Fayes Kernausse, durchaus ein Ansatz zu einer kritischen Theorie, lautet: Wo früher vertikale (regionale, nationale) Differenzen vorherrschten, dominiert heute - Folge des Egalitarismus - eine horizontale, nur simulierte Heterogenität. Diese löste eine soziologisch heterogene und kulturell gemeinsame Gesellschaftsstruktur ab. Unsere Zivilisation, das System, ist hingegen soziologisch homogen und gerade kulturell atomisiert. Faye sieht die Neue Konsumgesellschaft als gigantisches Theater; Konflikten drohe die Unbegrenzbarkeit.

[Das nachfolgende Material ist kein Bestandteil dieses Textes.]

PR #8106, opened 2021-09-21
[1.17] Pass IModelData through IForgeBakedModel#getModelData() before using it to get the particle texture

XFactHD:
This PR modifies the `IModelData`-aware particle texture getter in `BlockModelShaper` to pass the `IModelData` through `IForgeBakedModel#getModelData()` to allow custom baked models that either do not use the `ModelDataManager` from the `BlockEntity` or are used for a `Block` that doesn't even have a `BlockEntity` to alter the particle texture based on the `IModelData`.


ChampionAsh5357:
~~So whenever `ModelManager#getModelData` is called, it refers to `#refreshModelData` which only adds data to the cache if there is a `BlockEntity` at the specified position. Unless I am missing something, the premise of this PR would be incorrect.~~ I can't read patch/diffs, my bad.

ChampionAsh5357 (approved):

SkullGamer205:
В письме от воскресенье, 10 октября 2021 г. 03:43:54 +10 пользователь 
ChampionAsh5357 написал:
> So whenever `ModelManager#getModelData` is called, it refers to
> `#refreshModelData` which only adds data to the cache if there is a
> `BlockEntity` at the specified position. Unless I am missing something, the
> premise of this PR would be incorrect.

PR #8108, opened 2021-09-22
[1.17] Add accessor to an unmodifiable view of the fullPots map in FlowerPotBlock

XFactHD:
This PR adds a method to `FlowerPotBlock` that provides an unmodifiable view of the `fullPots` map added by Forge.

If a mod wants to add a plant pot that supports all plants that can be placed in the vanilla pot without requiring explicit registration of a plant-specific filled pot by the plant "owner", no matter how the mod does it (hope it is the last mod to get the block registry event and iterate the map there, check the map in `Block#use()` and store the inserted plant in a `BlockEntity` or some other way I can't think of) it has to access the aforementioned map.
While reflection works in both of those examples because the speed penalty doesn't matter, it is a really ugly way to access this map. Adding an accessor to an unmodifiable view of the map allows mods to access this map while making sure that they can't break anything.


patches/minecraft/net/minecraft/world/level/block/FlowerPotBlock.java.patch
```diff
@@ -82,5 +82,12 @@
 +       }
 +       fullPots.put(flower, fullPot);
 +   }
++
++   public Map<net.minecraft.resources.ResourceLocation, java.util.function.Supplier<? extends Block>> getFullPotsView() {
++      if (fullPots == null) {
```
Shadows-of-Fire: fullPots is never null, it is either a new HashMap or a Collections.emptyMap()
This condition should probably be `if(this.emptyPot != null)` which implies that `this` is a full pot.
There is another question to be asked if this should even raise an exception instead of just returning the empty map.

Shadows-of-Fire (changes requested):

patches/minecraft/net/minecraft/world/level/block/FlowerPotBlock.java.patch
XFactHD: Will fix the condition, no idea how I overlooked that.

I decided to throw an exception to match the behaviour of `addPlant()` but I can remove the exception if that is deemed to be more appropriate.

Shadows-of-Fire (approved):

XFactHD:
According to the feedback on Discord I have removed the exception from the getter and added a test mod that demonstrates my use case.

The current implementation of my use case in the target mod can be found [here](https://github.com/XFactHD/FramedBlocks/blob/1.17.x/src/main/java/xfacthd/framedblocks/common/block/FramedFlowerPotBlock.java#L41) and [here](https://github.com/XFactHD/FramedBlocks/blob/1.17.x/src/main/java/xfacthd/framedblocks/client/model/FramedFlowerPotModel.java#L152-L163).

rehwinkel:
The `FullPotsAccessorDemo` class is missing the license header! Currently, it's popping up in my uncommitted files because of that (after running updateLicenses).

PR #8109, opened 2021-09-22
[1.16] Add accessor to an unmodifiable view of the fullPots map in FlowerPotBlock

XFactHD:
This is the LTS backport of #8108.

This PR adds a method to `FlowerPotBlock` that provides an unmodifiable view of the `fullPots` map added by Forge.

If a mod wants to add a plant pot that supports all plants that can be placed in the vanilla pot without requiring explicit registration of a plant-specific filled pot by the plant "owner", no matter how the mod does it (hope it is the last mod to get the block registry event and iterate the map there, check the map in `Block#use()` and store the inserted plant in a `BlockEntity` or some other way I can't think of) it has to access the aforementioned map.
While reflection works in both of those examples because the speed penalty doesn't matter, it is a really ugly way to access this map. Adding an accessor to an unmodifiable view of the map allows mods to access this map while making sure that they can't break anything.

### DIFF
--- a/patches/minecraft/net/minecraft/block/FlowerPotBlock.java.patch
+++ b/patches/minecraft/net/minecraft/block/FlowerPotBlock.java.patch
@@ -55,7 +55,7 @@
           }
  
           return ActionResultType.func_233537_a_(p_225533_2_.field_72995_K);
-@@ -77,10 +_,34 @@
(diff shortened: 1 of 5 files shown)


ChampionAsh5357:
Just a reminder that since #8108 is now merged that the changes should be backported here.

Was tun? Ohne Eskalaton werde es keine historische Erneuerung geben. Möglich, dass Faye sich als positiver Nihilist einer postmodernen Neuen Rechten verstanden wissen will. Seine symbolträchtige Anlehnung an den Gott Dionysos - dionysische Freuden sind Fayes Programm für die Posthistoire - will nachvollzogen sein: Denn der fernen Rückkehr des Apoll gilt es zu harren. Für Autor und Leser keine ungefährle Aporie; nicht alle Triebhaftigkeiten des Gehirns bewahren die Maske einer Errungenschaft des Geistes.

Aufmerksamkeit ruft Fayes Rezeption der unorthodoxen Soziologen Jean Budrillard und Michel Maffesoli hervor. Im westlichen Nachbarland verlieren Links-Rechts-Schemata ihre Argumentationswirkung. Die Mühe lohnt, über subtile Grenzüberschreitungen nachzudenken. Erste Reflexionen ergeben ein faszinierendes Relief.

Guillaume Faye, La NSC - La Nouvelle Société de Consommation. Le Labyrinthe, Paris 1984. Buchbesprechung in: DESG-inform, 3/85.